### Instructions for the task:
Given the listing below, write out exactly the lines starting with the line that has "## What's Changed" and going on through the line that has "This PR removes", both kept.

### Provided information:
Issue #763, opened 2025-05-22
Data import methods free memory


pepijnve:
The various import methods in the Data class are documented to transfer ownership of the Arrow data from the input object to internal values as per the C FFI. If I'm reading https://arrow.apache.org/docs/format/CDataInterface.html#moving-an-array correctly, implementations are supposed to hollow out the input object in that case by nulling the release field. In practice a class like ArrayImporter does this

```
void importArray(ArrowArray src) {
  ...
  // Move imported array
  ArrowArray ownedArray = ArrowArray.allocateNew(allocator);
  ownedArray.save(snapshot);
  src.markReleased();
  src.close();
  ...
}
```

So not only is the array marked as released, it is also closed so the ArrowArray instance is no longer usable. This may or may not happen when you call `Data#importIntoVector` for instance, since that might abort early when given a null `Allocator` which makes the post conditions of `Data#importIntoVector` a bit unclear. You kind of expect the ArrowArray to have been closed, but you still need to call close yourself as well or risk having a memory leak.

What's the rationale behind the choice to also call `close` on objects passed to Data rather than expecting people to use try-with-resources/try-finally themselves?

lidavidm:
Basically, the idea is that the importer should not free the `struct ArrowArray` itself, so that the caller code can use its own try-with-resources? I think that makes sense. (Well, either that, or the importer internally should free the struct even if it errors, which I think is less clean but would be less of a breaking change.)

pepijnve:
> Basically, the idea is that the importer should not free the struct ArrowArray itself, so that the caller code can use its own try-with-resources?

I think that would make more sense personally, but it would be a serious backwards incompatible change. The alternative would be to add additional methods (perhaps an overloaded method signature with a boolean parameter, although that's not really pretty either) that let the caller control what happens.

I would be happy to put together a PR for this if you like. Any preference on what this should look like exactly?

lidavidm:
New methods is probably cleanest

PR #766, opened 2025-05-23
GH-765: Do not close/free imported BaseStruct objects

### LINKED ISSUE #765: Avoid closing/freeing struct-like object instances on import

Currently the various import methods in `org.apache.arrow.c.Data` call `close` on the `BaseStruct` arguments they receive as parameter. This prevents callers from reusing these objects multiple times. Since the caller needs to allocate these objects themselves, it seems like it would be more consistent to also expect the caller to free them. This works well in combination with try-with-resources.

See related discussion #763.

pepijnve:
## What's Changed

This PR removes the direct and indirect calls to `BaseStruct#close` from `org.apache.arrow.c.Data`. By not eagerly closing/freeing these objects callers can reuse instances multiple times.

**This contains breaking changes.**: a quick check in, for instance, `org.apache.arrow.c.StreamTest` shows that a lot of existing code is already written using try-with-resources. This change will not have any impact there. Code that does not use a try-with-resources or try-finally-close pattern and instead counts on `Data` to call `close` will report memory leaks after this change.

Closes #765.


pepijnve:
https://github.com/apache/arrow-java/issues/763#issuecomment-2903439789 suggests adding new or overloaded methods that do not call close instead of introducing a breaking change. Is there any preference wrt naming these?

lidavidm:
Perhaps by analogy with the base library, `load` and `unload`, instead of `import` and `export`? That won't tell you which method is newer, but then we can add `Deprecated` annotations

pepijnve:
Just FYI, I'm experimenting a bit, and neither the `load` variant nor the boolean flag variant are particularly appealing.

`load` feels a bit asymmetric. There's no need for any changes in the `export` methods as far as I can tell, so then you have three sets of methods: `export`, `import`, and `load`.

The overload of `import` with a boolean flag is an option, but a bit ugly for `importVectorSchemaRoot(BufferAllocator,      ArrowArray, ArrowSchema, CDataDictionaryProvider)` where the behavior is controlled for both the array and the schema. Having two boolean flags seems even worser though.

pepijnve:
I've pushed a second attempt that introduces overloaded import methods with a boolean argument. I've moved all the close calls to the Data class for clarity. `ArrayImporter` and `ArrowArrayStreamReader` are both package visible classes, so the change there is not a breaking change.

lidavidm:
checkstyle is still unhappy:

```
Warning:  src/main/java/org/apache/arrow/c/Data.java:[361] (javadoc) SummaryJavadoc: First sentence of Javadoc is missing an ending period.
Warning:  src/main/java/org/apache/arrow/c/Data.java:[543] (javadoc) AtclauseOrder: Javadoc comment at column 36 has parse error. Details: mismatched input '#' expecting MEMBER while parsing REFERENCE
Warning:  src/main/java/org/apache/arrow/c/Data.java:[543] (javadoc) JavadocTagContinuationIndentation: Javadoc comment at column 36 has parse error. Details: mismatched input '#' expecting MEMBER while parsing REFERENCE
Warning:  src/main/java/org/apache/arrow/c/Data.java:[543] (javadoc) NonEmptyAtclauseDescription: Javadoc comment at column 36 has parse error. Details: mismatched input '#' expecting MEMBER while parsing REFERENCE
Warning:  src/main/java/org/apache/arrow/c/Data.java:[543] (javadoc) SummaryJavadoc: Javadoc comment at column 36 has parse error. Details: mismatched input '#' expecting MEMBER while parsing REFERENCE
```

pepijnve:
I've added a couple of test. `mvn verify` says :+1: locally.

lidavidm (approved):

* * *

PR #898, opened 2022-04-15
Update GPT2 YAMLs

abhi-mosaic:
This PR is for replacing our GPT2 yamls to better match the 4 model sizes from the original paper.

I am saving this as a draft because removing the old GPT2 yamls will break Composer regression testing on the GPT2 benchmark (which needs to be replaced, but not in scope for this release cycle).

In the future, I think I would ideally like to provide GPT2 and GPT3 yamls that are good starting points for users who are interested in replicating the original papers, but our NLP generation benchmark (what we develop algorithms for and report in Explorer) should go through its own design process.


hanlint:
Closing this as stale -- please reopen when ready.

...

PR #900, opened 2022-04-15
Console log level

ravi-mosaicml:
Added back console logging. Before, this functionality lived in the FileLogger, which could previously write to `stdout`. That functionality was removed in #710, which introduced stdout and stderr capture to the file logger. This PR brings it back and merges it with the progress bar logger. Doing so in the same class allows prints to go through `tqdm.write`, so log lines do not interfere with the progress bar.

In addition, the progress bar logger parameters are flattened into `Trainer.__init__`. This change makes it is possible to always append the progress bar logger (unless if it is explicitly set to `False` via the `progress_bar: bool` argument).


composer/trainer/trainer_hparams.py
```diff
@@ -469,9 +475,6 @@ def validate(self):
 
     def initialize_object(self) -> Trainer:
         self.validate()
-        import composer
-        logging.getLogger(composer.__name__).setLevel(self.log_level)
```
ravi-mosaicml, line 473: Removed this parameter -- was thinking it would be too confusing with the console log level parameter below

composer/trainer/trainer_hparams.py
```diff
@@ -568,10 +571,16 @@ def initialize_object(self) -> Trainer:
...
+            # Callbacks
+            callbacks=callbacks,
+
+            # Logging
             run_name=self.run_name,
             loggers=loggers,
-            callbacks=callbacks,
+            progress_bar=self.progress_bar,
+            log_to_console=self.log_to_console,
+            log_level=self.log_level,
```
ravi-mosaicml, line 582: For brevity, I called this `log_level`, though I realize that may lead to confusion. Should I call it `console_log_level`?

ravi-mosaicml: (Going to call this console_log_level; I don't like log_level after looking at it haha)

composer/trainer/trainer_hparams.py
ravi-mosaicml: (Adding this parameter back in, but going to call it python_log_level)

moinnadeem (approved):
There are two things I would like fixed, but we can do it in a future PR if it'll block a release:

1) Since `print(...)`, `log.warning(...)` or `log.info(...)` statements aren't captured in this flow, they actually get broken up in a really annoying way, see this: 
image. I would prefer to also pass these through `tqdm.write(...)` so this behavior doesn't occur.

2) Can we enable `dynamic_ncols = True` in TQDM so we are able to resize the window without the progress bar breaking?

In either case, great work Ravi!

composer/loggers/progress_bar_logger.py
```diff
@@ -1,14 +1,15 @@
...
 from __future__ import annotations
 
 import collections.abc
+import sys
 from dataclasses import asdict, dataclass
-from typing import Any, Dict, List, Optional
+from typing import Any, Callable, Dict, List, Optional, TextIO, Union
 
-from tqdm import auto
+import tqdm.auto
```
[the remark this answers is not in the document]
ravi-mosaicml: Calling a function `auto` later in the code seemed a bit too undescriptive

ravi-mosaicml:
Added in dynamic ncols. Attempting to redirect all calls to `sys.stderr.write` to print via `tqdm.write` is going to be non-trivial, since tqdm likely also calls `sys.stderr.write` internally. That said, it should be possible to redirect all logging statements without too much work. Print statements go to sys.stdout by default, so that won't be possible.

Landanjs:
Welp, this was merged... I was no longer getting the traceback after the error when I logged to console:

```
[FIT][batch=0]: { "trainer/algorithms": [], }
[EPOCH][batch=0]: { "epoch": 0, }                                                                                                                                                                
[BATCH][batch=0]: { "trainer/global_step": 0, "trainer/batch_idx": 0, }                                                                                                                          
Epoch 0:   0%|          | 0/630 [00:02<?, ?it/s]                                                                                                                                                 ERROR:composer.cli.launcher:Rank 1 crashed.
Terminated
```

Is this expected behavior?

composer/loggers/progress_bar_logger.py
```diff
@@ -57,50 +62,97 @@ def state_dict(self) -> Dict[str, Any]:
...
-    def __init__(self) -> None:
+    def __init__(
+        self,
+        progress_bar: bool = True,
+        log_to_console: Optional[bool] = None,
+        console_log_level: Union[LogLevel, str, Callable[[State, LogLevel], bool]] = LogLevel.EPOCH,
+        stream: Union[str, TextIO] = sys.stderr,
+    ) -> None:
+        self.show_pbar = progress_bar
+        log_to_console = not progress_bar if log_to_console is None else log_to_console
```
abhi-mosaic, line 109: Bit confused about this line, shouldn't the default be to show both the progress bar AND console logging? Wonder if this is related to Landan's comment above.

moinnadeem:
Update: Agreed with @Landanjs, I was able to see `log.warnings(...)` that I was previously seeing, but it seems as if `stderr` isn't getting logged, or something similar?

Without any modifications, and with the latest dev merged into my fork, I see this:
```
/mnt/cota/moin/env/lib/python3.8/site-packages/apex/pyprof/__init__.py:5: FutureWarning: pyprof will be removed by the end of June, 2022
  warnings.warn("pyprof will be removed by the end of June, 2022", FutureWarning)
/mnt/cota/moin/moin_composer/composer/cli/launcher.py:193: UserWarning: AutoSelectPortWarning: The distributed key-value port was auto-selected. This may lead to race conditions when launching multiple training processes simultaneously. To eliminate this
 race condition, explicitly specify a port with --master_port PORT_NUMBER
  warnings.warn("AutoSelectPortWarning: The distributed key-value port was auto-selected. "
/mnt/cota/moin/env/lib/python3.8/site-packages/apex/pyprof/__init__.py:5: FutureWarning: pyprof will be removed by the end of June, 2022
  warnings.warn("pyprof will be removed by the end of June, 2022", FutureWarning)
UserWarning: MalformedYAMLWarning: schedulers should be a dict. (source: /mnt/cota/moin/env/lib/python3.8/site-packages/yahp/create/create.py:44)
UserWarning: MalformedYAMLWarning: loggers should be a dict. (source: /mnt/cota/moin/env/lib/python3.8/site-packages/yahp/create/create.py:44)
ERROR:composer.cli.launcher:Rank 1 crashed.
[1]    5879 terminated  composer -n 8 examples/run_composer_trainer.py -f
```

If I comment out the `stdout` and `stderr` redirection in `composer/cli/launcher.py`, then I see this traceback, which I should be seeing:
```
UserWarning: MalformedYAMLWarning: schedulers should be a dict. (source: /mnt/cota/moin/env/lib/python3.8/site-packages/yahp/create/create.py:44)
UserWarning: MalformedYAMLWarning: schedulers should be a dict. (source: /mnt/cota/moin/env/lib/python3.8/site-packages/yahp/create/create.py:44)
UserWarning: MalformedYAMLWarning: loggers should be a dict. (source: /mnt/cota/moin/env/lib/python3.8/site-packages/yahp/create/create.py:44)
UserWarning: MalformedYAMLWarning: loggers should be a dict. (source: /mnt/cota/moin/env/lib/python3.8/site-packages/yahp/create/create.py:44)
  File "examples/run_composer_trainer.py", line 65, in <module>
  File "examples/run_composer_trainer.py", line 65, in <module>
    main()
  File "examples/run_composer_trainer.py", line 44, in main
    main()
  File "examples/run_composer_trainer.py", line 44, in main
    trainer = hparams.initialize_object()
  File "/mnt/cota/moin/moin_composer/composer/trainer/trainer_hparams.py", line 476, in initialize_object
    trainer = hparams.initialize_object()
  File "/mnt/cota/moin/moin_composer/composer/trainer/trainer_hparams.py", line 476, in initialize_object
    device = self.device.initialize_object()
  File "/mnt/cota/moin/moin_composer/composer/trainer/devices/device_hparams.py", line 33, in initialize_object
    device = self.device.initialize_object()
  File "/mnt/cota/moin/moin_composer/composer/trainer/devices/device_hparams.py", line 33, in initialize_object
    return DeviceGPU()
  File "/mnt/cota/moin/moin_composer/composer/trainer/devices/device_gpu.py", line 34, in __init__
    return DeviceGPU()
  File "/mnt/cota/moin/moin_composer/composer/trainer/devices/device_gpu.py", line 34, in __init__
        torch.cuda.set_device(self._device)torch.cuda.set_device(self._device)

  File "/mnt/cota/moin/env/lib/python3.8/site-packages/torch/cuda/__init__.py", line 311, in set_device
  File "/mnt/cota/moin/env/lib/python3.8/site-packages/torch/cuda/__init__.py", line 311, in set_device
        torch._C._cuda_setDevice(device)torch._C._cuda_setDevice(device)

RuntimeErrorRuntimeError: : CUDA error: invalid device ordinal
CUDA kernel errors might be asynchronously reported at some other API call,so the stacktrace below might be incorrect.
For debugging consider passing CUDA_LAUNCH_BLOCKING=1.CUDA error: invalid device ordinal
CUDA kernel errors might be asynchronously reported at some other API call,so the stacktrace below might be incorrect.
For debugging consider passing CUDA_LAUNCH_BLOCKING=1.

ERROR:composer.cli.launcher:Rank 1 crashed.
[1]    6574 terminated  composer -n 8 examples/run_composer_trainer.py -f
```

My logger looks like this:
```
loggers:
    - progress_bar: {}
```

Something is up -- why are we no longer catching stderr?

### Answer to this task:
## What's Changed

This PR removes the direct and indirect calls to `BaseStruct#close` from `org.apache.arrow.c.Data`. By not eagerly closing/freeing these objects callers can reuse instances multiple times.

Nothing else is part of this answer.